Inevitably, the grip slips. Most of these characters live in a halfway house, stringing together minutes and hours and days until they can cash the time in for sobriety chips. Or else they lose all control, succumbing to the drugs, or whatever else they're addicted to, until the addiction either destroys them or spits them out. These characters are stuck living life minute by unendurable minute, trying to hold on to the promise of any future that might be better than their bleak present. What better reason to keep checking those endnotes, other than the hope that maybe this next one will solve all your problems? More often than not, the solution's just another drug, disappointing because it's such a brief respite, and yet a relief because at least this time the endnote isn't pages long in tiny font.

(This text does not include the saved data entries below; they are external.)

PR #711, opened 2021-11-08
Add `oneof` fields to documentation API

doriable:
Adds the `oneof` fields to the `Message` structure.


proto/buf/alpha/registry/v1alpha1/doc.proto
```diff
@@ -260,7 +260,7 @@ message Message {
   // file_path is the normalized path of the file containing the message.
   string file_path = 5;
   bool is_map_entry = 6;
-  repeated Field fields = 7;
+  repeated MessageField fields = 7;
```
amckinney, line 263: Having reviewed the [specification](https://developers.google.com/protocol-buffers/docs/overview#updating) and [encoding](https://developers.google.com/protocol-buffers/docs/encoding#embedded), I think embedding the `oneof` in a nested message actually make this wire incompatible. We're introducing new field numbers for the `MessageField` (those referenced in its `oneof` field), and those will be encoded in the wire format.

From the specification,
> Changing a single optional value into a member of a new oneof is safe and binary compatible. Moving multiple optional fields into a new oneof may be safe if you are sure that no code sets more than one at a time. Moving any fields into an existing oneof is not safe.

Unfortunately, we can't flatten out `repeated` values in a `oneof` at this level since it's not supported, i.e. 
```protobuf
// This isn't valid.
oneof message_field {
  repeated Field fields = 7;
  repeated Oneof oneofs = 10;
}
```

Anyway, this might have already been thought out and I might be missing some context, but I just wanted to call out that this will break compatibility between the BSR and the documentation front-end if they aren't deployed alongside one another.

bufdev: I think we expect breaking changes for v1alpha1, but yes this is not wire compatible.

proto/buf/alpha/registry/v1alpha1/doc.proto
```diff
@@ -303,6 +303,20 @@ message MapEntry {
...
+message OneOf {
+  string name = 1;
+  // the fields that are part of the oneof
+  repeated Field fields = 2;
+}
+
+message MessageField {
+  oneof message_field {
+    Field field = 1;
+    OneOf oneof = 2;
```
bufdev, line 316: Why is this embedded within a MessageField, instead of being directly on the Message? Is this to try to maintain ordering of fields for documentation purposes?

doriable: Yeah, I had this conversation with @SyrieBianco yesterday, and this was the thought behind this. But I believe that is not necessarily a hard requirement for the documentation and we can always handle the sorting on the frontend, so I think I'll be reverting this.

proto/buf/alpha/registry/v1alpha1/doc.proto
doriable: Yeah, that makes sense -- originally I had encoded the `oneofs` as a separate field in the `Message` struct, but as per the comment below, we wanted to try and retain the field ordering for documentation, but this could be handled on the frontend (especially since this isn't wire compatible 😅 ).

proto/buf/alpha/registry/v1alpha1/doc.proto
```diff
@@ -262,6 +262,7 @@ message Message {
   string file_path = 5;
   bool is_map_entry = 6;
   repeated Field fields = 7;
+  repeated OneOf oneofs = 10;
```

For all DFW's unflinching empathy toward the addicts who populate the pages of the book, he's still unable to extend full, intersectional empathy to the characters who aren't just addicts. I believed the writing whenever Joelle Van Dyne, one of the book's rare female characters, appeared to be in need of a fix; she's a cocaine addict, and the book includes a scene in which she intentionally overdoses that felt far more believable than the moments that revolve around her appearance (which becomes the crux of a crucial plot device/MacGuffin: she's objectified, and then the book makes that objectification both literal and potentially universe-altering). Another character, a trans woman, is referred to by the gender assigned to her at birth, even and especially when the book recounts events through her eyes.

The fullness of DFW's empathy is reserved primarily for Hal Incandenza and Don Gately. Hal and Don are both tragic figures whose destinies are prewritten for them, simply by nature of the way the book's chronology is laid out for them; the tragedy for both characters–and the reader–is that we don't realize that we've read their fates until many pages after the fact. For Hal and Don, the approach works, because they're both more than and reduced to their respective addictions. For most other characters, the foregone conclusions bend toward farce. Often they're Othered, both by the book and by the characters around them, and in their Othering they become the punchlines to a series of jokes.

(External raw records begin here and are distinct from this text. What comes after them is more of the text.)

PR #713, opened 2021-11-09
Enable `exclude-path` on `breaking`, `build`, `export`, and `lint`

doriable:
#689 Added support for `exclude-path` to `buf generate` by enabling our module and image build paths to support exclude paths. This turns that functionality on for the rest of the commands that also supported `--path`.

Reference: #224


amckinney (approved):
Nice 👏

The Othering speaks to the thread of alienation and extreme loneliness woven throughout the book. At its best, I felt as though I'd been given a window into someone else's psyche, and I felt both repelled and compelled by the view. I'm glad I read the book. I'm annoyed by it. And most of all, I'm annoyed that I feel the desire to return to it again. I've read it once, and I could tell you what it's about, but I feel like I need to live in the cyclical tedium with the characters again in order to fully understand it the way that they do.


Thank you for reading. If you have any thoughts, or just want to drop me a line, feel free to get in touch. This newsletter is free, but if you'd like to support my work, you can pay for a subscription, which helps me keep the pilot light on.

What I talked about:

For Seeing & Believing podcast, Kevin and I reviewed The Starling Girl, an indie movie we missed earlier in the year that we wanted to catch up with. Kevin paired it with a Watchlist pick of Guillermo del Toro's The Devil's Backbone, which I liked very much. I feel like we could have kept talking even longer than we usually do about both these movies; it was a good conversation, and we just scratched the surface.

I also joined Josh Larsen and Kathryn Freeman at the Think Christian podcast to talk about The Little Mermaid, in anticipation of the 2023 remake's release over on Disney+.

What I'm reading:

Technically, this is also a "What I wrote" blurb, except it's about what I'm going to be writing (and reading) starting in a few weeks. We've mentioned it on the podcast, but Seeing & Believing is about to change. We're about to hit 400 episodes, and that's a good round number. Kevin and I have decided that we'll stop recording weekly podcast episodes then. This isn't the end of Seeing & Believing, though–we like working together, and we like reading and listening to each other's criticism, so we're launching a Seeing & Believing newsletter. If you've enjoyed listening to the podcast, or if you've enjoyed reading any of my reviews, I'd love it if you'd subscribe. I'm excited for this new chapter.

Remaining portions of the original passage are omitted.